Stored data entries
──────────────────────────────

PR #338, opened 2026-09-08
Management: fix unnamespaced route helpers and friendly_id lookups on show pages

### LINKED ISSUE #332: Management: /management/families/:id 500s on an unnamespaced families_path
`/management/families/:id` raises on render, so the family page of the back-office is unreachable.

## Symptom

Sentry [API-86](https://trefle.sentry.io/issues/API-86) — environment `development`, release `c078ced` (current `master` HEAD), hit at `http://127.0.0.1:3232/management/families/50`.

```
ActionView::Template::Error: undefined local variable or method 'families_path'
  app/views/management/families/show.html.erb:34
```

## Root cause

`app/views/management/families/show.html.erb:34`:

```erb
<%= link_to 'Back', families_path %>
```

There is no top-level `families_path`. `resources :families` is declared twice, both times inside a namespace:

- `config/routes.rb:28` — under `namespace 'api' > namespace 'v1'`, giving `api_v1_families_path`
- `config/routes.rb:118` — under `namespace 'management'`, giving `management_families_path`

The preceding line of the same view already uses the namespaced form (`edit_management_family_path`), which is why line 33 renders and line 34 blows up.

Not caught by production yet only because the back-office is admin-only and rarely exercised — it is on `master`, so it will ship in the next deploy.

## Proposed fix

`families_path` → `management_families_path`.

There is no spec coverage for `management/families` at all (no `spec/requests/management/`, no reference to `management_family` anywhere under `spec/`), which is why CI is green on a page that cannot render. Worth adding a request spec for index and show while fixing, rather than the one-line change alone.

## Acceptance criteria

- `GET /management/families/:id` renders 200 for an admin.
- A request spec covers `management/families#index` and `#show`.
- The other `management/*` show views are checked for the same unnamespaced-helper mistake.

lambda2:
Closes #332

## What was broken

`app/views/management/families/show.html.erb` called `families_path`, which doesn't exist at the top level — `resources :families` is only declared inside the `api/v1` and `management` namespaces (giving `api_v1_families_path` / `management_families_path`). Visiting `/management/families/:id` raised `NoMethodError` on render (Sentry API-86).

## Fix

- `families_path` → `management_families_path` in the families show view.
- Audited every other `management/*` show view for the same scaffold mistake (per the issue's acceptance criteria) and found the identical bug in 11 more: `division_classes`, `division_orders`, `divisions`, `foreign_sources`, `foreign_sources_plants`, `kingdoms`, `major_groups`, `sessions`, `species_images`, `species_proposals`, `subkingdoms`. Fixed all of them the same way. `genuses`, `plants`, `species` and `users` show views already used correctly namespaced helpers.

## Related bug found while fixing

Fixing the families route helper wasn't enough on its own to make the page reachable via normal navigation: `Family` (and 6 other resources — `divisions`, `division_classes`, `division_orders`, `foreign_sources`, `kingdoms`, `subkingdoms`) use FriendlyId slugged, but their controllers looked records up with `Model.find(params[:id])`. Every view link (`link_to 'Show', [:management, family]`, `edit_management_family_path(family)`, ...) passes the slug via `to_param`, not the numeric id, so `Model.find(<slug>)` raised `ActiveRecord::RecordNotFound` — the show/edit pages stayed unreachable by clicking through the UI even after the route helper fix, only "working" if you hand-typed the numeric id in the URL (as the original Sentry report did). Switched those 7 controllers to `Model.friendly.find(params[:id])`, matching the pattern already used by the (untouched) `genuses`/`plants`/`species` controllers. I judged this necessary rather than out-of-scope: acceptance criterion 1 ("GET /management/families/:id renders 200 for an admin") only holds via the actual Show link with this fix in place.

──────────────────────────────

» **Task details**:
All that belongs in your answer is the stretch of entries above from the line with "for an admin." through the line with "families show view.", printed exactly.

» **Answer to this task**:
- `GET /management/families/:id` renders 200 for an admin.
- A request spec covers `management/families#index` and `#show`.
- The other `management/*` show views are checked for the same unnamespaced-helper mistake.

lambda2:
Closes #332

## What was broken

`app/views/management/families/show.html.erb` called `families_path`, which doesn't exist at the top level — `resources :families` is only declared inside the `api/v1` and `management` namespaces (giving `api_v1_families_path` / `management_families_path`). Visiting `/management/families/:id` raised `NoMethodError` on render (Sentry API-86).

## Fix

- `families_path` → `management_families_path` in the families show view.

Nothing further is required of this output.